I was alone in the corridor when I arrived at her door. I knocked once to be sure no comrade of hers, or a porter, was inside. Then I picked the lock quickly and entered, closing the door behind me.

It was a typical sleeping compartment, with a single bunk on one side of the small room and a nightstand and mirror on the other wall. There were racks for luggage, just as in the day coaches, and the woman had several suitcases.

I took down one piece of luggage at a time and went through all of them. I found nothing, not even the photographs that she had mentioned in her talk with Lubyanka. I did find an immigration paper that identified her as Eva Schmidt, a Swiss national.

I was disappointed in the luggage. I began a systematic search of the compartment, looking through bedding and everything else that might conceal the device. I was almost finished when the door burst open. One of the two men who stood there was the Chinese I had seen earlier in the dining car. With him was his dining companion, an Occidental with a swarthy, pockmarked face.

Each of the intruders carried a revolver. And each of the weapons was pointed at me.

I smiled at them. “Gentlemen, you should have knocked.”

The swarthy man kicked the door shut. “Do you want me to kill him now?” he asked the Chinese.

There was very little to stop them. Their guns carried silencers. If they put a few bullets in me, no one outside the compartment would know.

“Don’t be impatient,” the Chinese told the swarthy man in excellent English.

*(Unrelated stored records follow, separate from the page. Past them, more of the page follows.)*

PR #862, opened 2019-04-10
Avoid setting duplicates in `email_subscription_topics`

katiecrane:
#### What's this PR do?

Another application might be trying to add a value to a user's `email_subscription_topics` and it would be nice for that application or human to not have to worry about setting duplicates. See an example [here](https://github.com/DoSomething/chompy/pull/83#discussion_r271468629).

👯 Add `setEmailSubscriptionTopicsAttribute()` setter to de-dupe the array being set as `email_subscription_topics` and then use the de-duped array for that field.

✍️ Adds a test to make sure duplicates aren't set!

🦐 Simplifies the `addEmailSubscriptionTopic()` helper to be just one line! We don't need to check for duplicates anymore, so can just merge in the new topic directly with the existing ones.

Is there any way that a duplicate email topic could be added? Can you think of anything else to test? A test specifically for the `addEmailSubscriptionTopic()` helper?

#### Relevant Tickets
[Card](https://www.pivotaltracker.com/story/show/165074676)

#### Checklist

### DIFF
--- a/app/Models/User.php
+++ b/app/Models/User.php
@@ -552,10 +552,7 @@ class User extends Model implements AuthenticatableContract, AuthorizableContrac
      */
     public function setEmailSubscriptionTopicsAttribute($value)
     {
-        // De-dupe given array
-        $topics = array_values(array_unique($value));
-
         // Set de-duped array as email_subscription_topics
-        $this->attributes['email_subscription_topics'] = $topics;
+        $this->attributes['email_subscription_topics'] = array_values(array_unique($value));
     }
 }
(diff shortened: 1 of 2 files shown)


app/Models/User.php
```diff
@@ -537,22 +537,25 @@ public function setVoterRegistrationStatusAttribute($status)
...
+     */
+    public function setEmailSubscriptionTopicsAttribute($value)
+    {
+        // De-dupe given array
+        $topics = array_values(array_unique($value));
 
-        // Add the full array of topics to the user
-        $this->email_subscription_topics = $topics;
+        // Set de-duped array as email_subscription_topics
+        $this->attributes['email_subscription_topics'] = $topics;
```
weerd: You could possibly just do this all as a single line w/out the need for the `$topics` variable, but it does read a little clearer this way as a step-wise thing.

katiecrane: ooo I like this suggestion! I think it'll be similarly clear written in one line!

PR #867, opened 2019-04-22
Add script to fix Drupal formatting weirdness.

DFurnes:
#### What's this PR do?
This pull request adds a `northstar:dedrupal` script, which can be used to parse fields that have awkward `['value' => 'actual value']` formatted contents into the expected `'actual value'`.

I added a test! Will run on QA before production. 🚥 

#### Relevant Tickets
[#165187491](https://www.pivotaltracker.com/story/show/165187491)

#### Checklist

### DIFF
--- a/app/Console/Commands/FixDrupalFields.php
+++ b/app/Console/Commands/FixDrupalFields.php
@@ -58,8 +58,8 @@ class FixDrupalFields extends Command
                 info('Sanitized object field.', [
                     'id' => $user->id,
                     'field' => $field,
-                    'is_array' => is_array($value),
-                    'parsable' => ! is_null($value),
+                    'before' => $value,
+                    'after' => $user->{$field},
                 ]);
             }
         });
--- a/app/Console/Commands/FixDrupalFields.php
+++ b/app/Console/Commands/FixDrupalFields.php
@@ -1,0 +1,69 @@
+<?php
+
+namespace Northstar\Console\Commands;
+
+use Northstar\Models\User;
+use Illuminate\Console\Command;
+use Illuminate\Support\Collection;
+
+class FixDrupalFields extends Command
+{
+    /**
+     * The name and signature of the console command.
+     *
+     * @var string
+     */
+    protected $signature = 'northstar:dedrupal {field}';
+
+    /**
+     * The console command description.
+     *
+     * @var string
+     */
+    protected $description = 'Update fields that have nasty Drupal objects if possible.';
+
+    /**
+     * Execute the console command.
+     *
+     * @return mixed
+     */
+    public function handle()
+    {
+        $field = $this->argument('field');
+
+        // Get users where field is not a string:
+        $query = User::whereRaw([
+            $field => [
+                '$exists' => true,
+                '$not' => ['$type' => 'string'],
+            ],
+        ]);
+
+        $progressBar = $this->output->createProgressBar($query->count());
+        $query->chunkById(200, function (Collection $users) use ($field, $progressBar) {
+            foreach ($users as $user) {
+                $value = $user->{$field};
+
+                // If this is an object, it's likely Drupal gook.
+                if (is_array($value)) {
+                    $sanitized = array_get($value, 'value');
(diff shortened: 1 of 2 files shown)


app/Console/Commands/FixDrupalFields.php
```diff
@@ -0,0 +1,69 @@
...
+     */
+    protected $description = 'Update fields that have nasty Drupal objects if possible.';
+
+    /**
+     * Execute the console command.
+     *
+     * @return mixed
+     */
+    public function handle()
+    {
```
katiecrane: If this could potentially update a lot of users I think we'll want to make sure we use the low priority queue here:
```
config(['queue.jobs.users' => 'low']);
```

app/Console/Commands/FixDrupalFields.php
```diff
@@ -0,0 +1,69 @@
...
+
+        // Get users where field is not a string:
+        $query = User::whereRaw([
+            $field => [
+                '$exists' => true,
+                '$not' => ['$type' => 'string'],
+            ],
+        ]);
+
+        $progressBar = $this->output->createProgressBar($query->count());
```
katiecrane: I forgot that we figured out that we _can_ use a progress bar with PaperTrail! Excited to see how this looks!

app/Console/Commands/FixDrupalFields.php
```diff
@@ -0,0 +1,69 @@
...
+
+                $progressBar->advance();
+                $user->save();
+
+                info('Sanitized object field.', [
+                    'id' => $user->id,
+                    'field' => $field,
+                    'is_array' => is_array($value),
+                    'parsable' => ! is_null($value),
+                ]);
```
katiecrane: This is BEAUTIFUL! Could it be helpful to show the `new_value` since we won't be getting the usual "user updated" logs because this will be running in the console? Would it be helpful to see the `old_value` too? As a sanity check/peace of mind?

Also can you explain the `parsable` piece? Won't the `$value` always be non-null because we unset `null` values?

tests/Console/FixDrupalFieldsTest.php
```diff
@@ -0,0 +1,39 @@
...
+        $userWithValidField = User::where('email', 'dave@example.com')->first();
+        $userWithParsableField = User::where('email', 'bob@example.com')->first();
+        $userWithNonsenseField = User::where('email', 'hackz@example.com')->first();
+        $newBorkedUsersCount = User::whereRaw(['addr_street1' => $invalidFormatQuery])->count();
+
+        $this->assertEquals(0, $newBorkedUsersCount);
+        $this->assertEquals('19 W 21st St', $userWithValidField->addr_street1);
+        $this->assertEquals('1 Main Street', $userWithParsableField->addr_street1);
+        $this->assertEquals(null, $userWithNonsenseField->addr_street1);
+    }
```
katiecrane: I love this test!!!

app/Console/Commands/FixDrupalFields.php
DFurnes: Good flag! I think we're safe in this case, since each field only has ~200 bad records.

app/Console/Commands/FixDrupalFields.php
DFurnes: Yeah, I wasn't sure if we wanted to drop these into the logs or not. I definitely see how it could make this feel a bit safer to run on production. 👍 The `parsable` line would show whether we were able to get "something" out of the original field (so it'd be `false` in cases where the field wasn't an array or wasn't the right `['value' => x]` format.

DFurnes: Oh but now I'm also seeing that I should've done `! is_null($user->{$field})` oooops. Yeah, you're totally right!

DFurnes: Adjusted these logs based on your comments in 27b12bd.

katiecrane: Love the updated logs, zero cognitive overhead, so clear!

PR #868, opened 2019-04-23
Remove birthdates that are unreasonably far in the past.

DFurnes:
#### What's this PR do?
This pull request adds a script which removes any birthdates that are before the year 1900, because chances are we don't have users over 119 years old. And certainly very few users that are over two thousand years old, as indicated in the ticket.

I added a test! 🚥

#### Relevant Tickets
[#165190368](https://www.pivotaltracker.com/story/show/165190368)

#### Checklist

### DIFF
--- a/app/Console/Commands/RemoveOldBirthdates.php
+++ b/app/Console/Commands/RemoveOldBirthdates.php
@@ -30,7 +30,7 @@ class RemoveOldBirthdates extends Command
      */
     public function handle()
     {
-        // Get users where field is not a string:
+        // Get any users where 'birthdate' is before 1900... a.k.a way too old:
         $query = User::whereRaw([
             'birthdate' => [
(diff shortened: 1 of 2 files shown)


app/Console/Commands/RemoveOldBirthdates.php
```diff
@@ -0,0 +1,58 @@
...
+    protected $description = 'Remove birthdates that are way too old.';
+
+    /**
+     * Execute the console command.
+     *
+     * @return mixed
+     */
+    public function handle()
+    {
+        // Get users where field is not a string:
```
katiecrane: This comment didn't get updated ✍️

DFurnes: Whooopsie! Amended in 76a9000. ✏️

PR #869, opened 2019-04-23
Fix issue where we'd delete all birthdates before 1969!

DFurnes:
#### What's this PR do?
This pull request fixes a funny issue from #868, where `1900-01-01 00:00:00` was getting parsed into `1969-12-06 10:23:31` by [`strtotime`](https://www.php.net/manual/en/function.strtotime.php) (because different timestamp formats), and so we'd clear birthdates for far younger people than we intended to.

I added a failing test in 9ce2c17 and the fix in d947298.

#### Relevant Tickets
[#165190368](https://www.pivotaltracker.com/story/show/165190368)

#### Checklist

### DIFF
--- a/app/Console/Commands/RemoveOldBirthdates.php
+++ b/app/Console/Commands/RemoveOldBirthdates.php
@@ -30,10 +30,12 @@ class RemoveOldBirthdates extends Command
      */
     public function handle()
     {
-        // Get any users where 'birthdate' is before 1900... a.k.a way too old:
+        // Get any users where 'birthdate' is before 1900. Note that strtotime gives
+        // us a traditional UNIX timestamp (in seconds), but UTCDateTime wants a
+        // JavaScript-style timestamp (in milliseconds).
         $query = User::whereRaw([
             'birthdate' => [
-                '$lt' => new UTCDateTime(strtotime('1900-01-01 00:00:00')),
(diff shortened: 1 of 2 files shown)


app/Console/Commands/RemoveOldBirthdates.php
```diff
@@ -30,10 +30,12 @@ class RemoveOldBirthdates extends Command
      */
     public function handle()
     {
-        // Get any users where 'birthdate' is before 1900... a.k.a way too old:
+        // Get any users where 'birthdate' is before 1900. Note that strtotime gives
+        // us a traditional UNIX timestamp (in seconds), but UTCDateTime wants a
+        // JavaScript-style timestamp (in milliseconds).
```
katiecrane: This is so tricky!! And is breaking my brain a bit. If we pass through a larger number (because we're multiplying by 1000 now) we get an _earlier_ time?

DFurnes: Yeah, it's measured in seconds (or in this case milliseconds) before 1970, so we're multiplying a negative number by 1000 to get "earlier". 🙃

DFurnes: This is such a great example of how ridiculous the idea of UNIX time is!

katiecrane: OOOO negatives, love it!

PR #871, opened 2019-05-13
`feature_flags` field on users

katiecrane:
#### What's this PR do?

🎏 New feature flag `DS_BADGES_TEST` which defaults to `false` for whether or not we should be opting folks into the badges test.

🇺🇸 New field on users called `feature_flags`.

📨 For new registrants, give half the feature flag for badges `true` and give half `false`. Only do this if we are currently running the badges test. Example below!

👚 Expose the `feature_flags` attribute in the `v2` user transformer to admins or the user whose account it is.

👩‍🎓 Added tests to make sure `feature_flags['badges']` is assigned appropriately.

🏰 Add `badges` to Customer.io payload if the user is in one of the test groups. ⚠️ ⚠️ ⚠️ _This brings our Customer.io payload up to 29 attributes and we cannot send more than 30_

**Example**
I created a new user who has `feature_flags` as follows:
```
     feature_flags: [
       "badges" => false,
     ],
```

Will this allow us to run the badges test how we want to? Can other services access the `feature_flags` information as they need to?

⚠️ ⚠️ ⚠️ _Please double check my counting and make sure in no cases are we sending more than 30 attributes to Customer.io_

#### Relevant Tickets
[Card](https://www.pivotaltracker.com/story/show/165718950)

#### Checklist

### DIFF
--- a/app/Auth/Registrar.php
+++ b/app/Auth/Registrar.php
@@ -198,19 +198,6 @@ class Registrar
             $customizer($user);
         }
 
-        // If the badges test is running, put half of users in badges group and half in control group
-        if (config('features.badges')) {
-            $feature_flags = $user->feature_flags;
-
-            if (rand(0, 1) === 1) {
-                $feature_flags['badges'] = true;
-            } else {
-                $feature_flags['badges'] = false;
-            }
-
-            $user->feature_flags = $feature_flags;
-        }
-
         $user->save();
 
         return $user;
--- a/app/Auth/Registrar.php
+++ b/app/Auth/Registrar.php
@@ -202,7 +202,7 @@ class Registrar
         if (config('features.badges')) {
             $feature_flags = $user->feature_flags;
 
-            if (rand(0,1) === 1) {
+            if (rand(0, 1) === 1) {
                 $feature_flags['badges'] = true;
             } else {
                 $feature_flags['badges'] = false;
--- a/app/Auth/Registrar.php
+++ b/app/Auth/Registrar.php
@@ -198,6 +198,19 @@ class Registrar
             $customizer($user);
         }
 
+        // If the badges test is running, put half of users in badges group and half in control group
+        if (config('features.badges')) {
+            $feature_flags = $user->feature_flags;
+
+            if (rand(0,1) === 1) {
+                $feature_flags['badges'] = true;
+            } else {
+                $feature_flags['badges'] = false;
+            }
+
+            $user->feature_flags = $feature_flags;
+        }
+
         $user->save();
 
         return $user;
--- a/app/Models/User.php
+++ b/app/Models/User.php
@@ -436,7 +436,7 @@ class User extends Model implements AuthenticatableContract, AuthorizableContrac
 
         if (isset($this->feature_flags)) {
             if (array_key_exists('badges', $this->feature_flags)) {
-                $payload['badges'] = $this->feature_flags['badges'];
+                $payload['badges_feature_flag'] = $this->feature_flags['badges'];
             }
         }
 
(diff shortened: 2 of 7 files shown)


app/Auth/Registrar.php
```diff
@@ -198,6 +198,19 @@ public function register($input, $user = null, Closure $customizer = null)
...
+        if (config('features.badges')) {
+            $feature_flags = $user->feature_flags;
+
+            if (rand(0,1) === 1) {
+                $feature_flags['badges'] = true;
+            } else {
+                $feature_flags['badges'] = false;
+            }
+
+            $user->feature_flags = $feature_flags;
```
mendelB: Just confirming that this feature flag logic would only be applied to new users? (of course assuming so based on the method name lol but just noticed the description says (emphasis mine): "Create a new user *OR update an existing user (if given).*")

mendelB:
> ⚠️ ⚠️ ⚠️ Please double check my counting and make sure in no cases are we sending more than 30 attributes to Customer.io

I counted 29 as well!
Assuming we'd be using this in Customer.io to determine to add badge related content in emails?

app/Auth/Registrar.php
katiecrane: I just noticed that as well! I'm gonna check on it, excellent flag!

DFurnes: Yeah, this might make more sense to handle in the [AuthController's customizer callback](https://github.com/DoSomething/northstar/blob/3c64e6898ed8efb1be8ce0b9ce623d059039e09b/app/Http/Controllers/Web/AuthController.php#L202-L221).

app/Models/User.php
```diff
@@ -428,6 +434,12 @@ public function toCustomerIoPayload()
             $payload['unsubscribed'] = (! $this->email_subscription_status);
         }
 
+        if (isset($this->feature_flags)) {
+            if (array_key_exists('badges', $this->feature_flags)) {
+                $payload['badges'] = $this->feature_flags['badges'];
```
DFurnes: Would it make sense to suffix this as `badges_feature_flag` like we do for `email_subscription_status` above?

app/Auth/Registrar.php
```diff
@@ -198,6 +198,19 @@ public function register($input, $user = null, Closure $customizer = null)
             $customizer($user);
         }
 
+        // If the badges test is running, put half of users in badges group and half in control group
+        if (config('features.badges')) {
+            $feature_flags = $user->feature_flags;
+
+            if (rand(0, 1) === 1) {
```
DFurnes: This could be simplified a bit to `$user->feature_flags['badges'] = (bool) rand(0, 1)`.

tests/Http/Web/WebAuthenticationTest.php
```diff
@@ -193,6 +193,49 @@ public function testRegister()
...
+        $this->withHeader('X-Fastly-Country-Code', 'US')
+            ->register();
+
+        $this->seeIsAuthenticated('web');
+
+        /** @var User $user */
+        $user = auth()->user();
+
+        // The user should have a value set for 'badges'
+        $this->assertEquals(true, array_key_exists('badges', $user->feature_flags));
```
DFurnes: This might read more clearly as `$this->assertArrayHasKey('badges', $user->feature_flags)`.

app/Auth/Registrar.php
katiecrane: AMAZING

app/Auth/Registrar.php
katiecrane: That for sure seems like the right place. I feel like we've run into this confusion with this `register` function before too, maybe down the line we can re-name it to something a little clearer.

app/Models/User.php
katiecrane: Love it!

tests/Http/Web/WebAuthenticationTest.php
katiecrane: No "might," it is for sure clearer the way you suggested!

Although the Oriental’s face was pudgy and his thick neck rippled with rolls of fat, his shoulders looked powerful and his hands were immense. I didn’t doubt that he had the ability to take care of himself in a fight.

The swarthy man was short and heavy and his belly lapped over his belt. He looked as though he spent too much of his spare time boozing. The eyes in his pockmarked face were set close together. I rated him behind the Chinese as an adversary, as slower and possibly less intelligent than his companion.

“Did you find what you were looking for?” the Chinese asked me.

I shrugged. “What do you think I was looking for?”

“That sort of response is very stupid, Mr. Carter. If you are going to pretend you don’t know what I’m talking about, I might as well let my friend here go ahead and shoot you.”

“I certainly wouldn’t want that to happen.” I spread my hands out, palms up. “I’m empty handed, as you can see.”

“Perhaps Eva Schmidt is not carrying the device,” said the swarthy man.

“That is, of course, a possibility. How do you feel about it, Mr. Carter?” the Chinese asked.

“I wouldn’t know. I haven’t had a chance to get acquainted with Miss Schmidt. How is it that you know my name?”

“It’s in our files, along with your photograph. You are close to being a celebrity in our field, you know. I had hoped we might be running into each other.”

“Your files must be more complete than ours. I tried to place you when I saw you in the dining car. I couldn’t.”

The Chinese chuckled. “There aren’t any photographs of me in western files, Mr. Carter.”

That gave me something to think about. It put him in a very special category.

The Chinese sat down on the edge of Eva Schmidt’s bunk. “Enough about me, Mr. Carter. I am a modest man. I’d rather not discuss myself. I prefer to have you tell us how much you know about the organization that calls itself Topcon.”

I saw no reason for keeping that a secret. “Very little,” I said. “I don’t even know if Eva Schmidt is the organization’s boss or only one of the hired hands.”

“As a matter of fact, she is neither,” the Chinese remarked. He appeared amused that he had more information on Topcon than I had. “The Schmidt woman is not the boss and yet she is certainly more than a mere underling.”

The swarthy man, who was leaning against the door, stirred restlessly. “You’re telling him more than he’s telling us,” he grumbled to the Chinese.

“Since we intend to kill him, that hardly matters,” replied the Chinese in his deceptively amiable voice.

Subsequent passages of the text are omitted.